Brendan Ravenhill got the idea for an Islesford boat school while teaching boat building at a school in the Bronx. He found that work satisfying except that most folks there regarded a boat as a foreign object. Youngsters in coastal Maine, on the other hand, live with boating from infancy. The Cranberry Isles have several active boatyards, and Islesford was home for a famous boat builder, Arthur Spurling, who produced 50 or so skiffs in the past century in his attic workshop.

The new boat school will be a family operation, based in a massive barn built a few years ago by Brendan, his brother Geoffrey, their sister Amanda and a score of visiting friends. The Ravenhills will comprise the faculty, along with local volunteers.

The first boat will be a lug-rigged sailboat, with lap-strake cedar planking on oak frames. While the boat is in progress, students will spend part of their time practicing carpentry by building smaller projects, including bat houses – an environmental measure to increase the island’s bat population and combat its serious mosquito plague.

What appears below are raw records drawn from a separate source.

PR #432, opened 2023-12-14
NameGen: Override inputName for anonymous members

### LINKED ISSUE #292: Stubbed types do not appear in the generated code as padding
In v1 OID would report fields like `__anon_member_0` when there is an anonymous union that is a member of a struct. In type graph (as I understand it) these unions are completely removed from the graph. This means when the information necessary to treebuild is generated in codegen they appear as padding and thus aren't available in the output.

I think the solution to this is generating the fields of stubbed types as `Dummy` with their own name rather than a padding array. This should then generate the correct output.

Examples:
- `OilIntegration.anonymous_anon_union`

ajor:
Fixes #292

### DIFF
--- a/test/integration/anonymous.toml
+++ b/test/integration/anonymous.toml
@@ -192,7 +192,6 @@ definitions = '''
     }]'''
 
   [cases.anon_union]
-    oil_skip = "anonymous unions are fully stubbed in the generated code" # https://github.com/facebookexperimental/object-introspection/issues/292
     param_types = ["const AnonUnionContainer&"]
     setup = 'return AnonUnionContainer{ .a = 3 };'
     cli_options = ["-fchase-raw-pointers"]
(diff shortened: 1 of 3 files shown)


test/integration/anonymous.toml
```diff
@@ -209,8 +208,8 @@ definitions = '''
       "staticSize": 24,
       "exclusiveSize": 10,
       "members": [
-        {"name":"__anon_member_0", "staticSize":2, "exclusiveSize":2},
-        {"name":"__anon_member_1", "staticSize":8, "exclusiveSize":8},
+        {"name":"__oi_anon_0", "staticSize":2, "exclusiveSize":2},
+        {"name":"__oi_anon_2", "staticSize":8, "exclusiveSize":8},
```
ajor, line 212: A bit annoying that this is "_2" not "_1", but it's because of padding members. Didn't think it was worth fixing right now

JakeHillion (approved):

With an annual budget of just $25,000, the school already has raised enough money to order lumber and start classes. A substantial grant from the Stephen and Tabitha King Foundation assured success. Other grant applications are pending, and some local merchants have offered preferential rates or actual gifts of marine hardware and other supplies. Sponsorship by the Island Institute provides the venture with the helpful tax-exemption for contributions.

In what appears to be quite a businesslike enterprise, the Ravenhills have promoted the enterprise with its own Web site, www.islesfordboatworks.org, and full insurance coverage, which costs five times as much as the lumber.

So a community project is taking shape that will teach boat building to a new generation of summer and year-round islanders and help keep alive Maine’s tradition of wooden boat building.